* _EXERCISE GOAL_: Look through the listing below and write out exactly the lines from the line with "Screen Shot 2022-12-15 at 9 54 24 PM" to the line with "This is mostly", both included, and no others.

* _RECORDS FOR THIS TASK_:
---
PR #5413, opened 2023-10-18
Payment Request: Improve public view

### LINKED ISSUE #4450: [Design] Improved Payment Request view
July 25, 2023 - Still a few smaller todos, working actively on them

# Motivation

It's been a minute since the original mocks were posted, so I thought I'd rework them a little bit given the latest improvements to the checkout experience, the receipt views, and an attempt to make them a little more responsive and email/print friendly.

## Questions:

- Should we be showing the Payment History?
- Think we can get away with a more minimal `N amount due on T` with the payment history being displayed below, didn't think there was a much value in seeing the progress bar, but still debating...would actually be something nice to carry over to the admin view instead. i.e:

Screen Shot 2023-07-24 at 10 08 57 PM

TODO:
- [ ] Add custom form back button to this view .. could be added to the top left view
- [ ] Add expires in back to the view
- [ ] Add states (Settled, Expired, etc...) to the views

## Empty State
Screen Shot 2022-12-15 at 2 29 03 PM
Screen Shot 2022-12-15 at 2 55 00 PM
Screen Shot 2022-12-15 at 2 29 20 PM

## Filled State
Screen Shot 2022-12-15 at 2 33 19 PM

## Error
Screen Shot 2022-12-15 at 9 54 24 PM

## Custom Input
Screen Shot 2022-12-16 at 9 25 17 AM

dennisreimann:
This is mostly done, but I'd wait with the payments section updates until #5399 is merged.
---
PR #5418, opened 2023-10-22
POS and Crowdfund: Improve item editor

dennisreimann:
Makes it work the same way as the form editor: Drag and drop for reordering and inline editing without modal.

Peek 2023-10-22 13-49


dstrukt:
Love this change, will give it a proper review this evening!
---
* _TASK OUTPUT_:
Screen Shot 2022-12-15 at 9 54 24 PM

## Custom Input
Screen Shot 2022-12-16 at 9 25 17 AM

dennisreimann:
This is mostly done, but I'd wait with the payments section updates until #5399 is merged.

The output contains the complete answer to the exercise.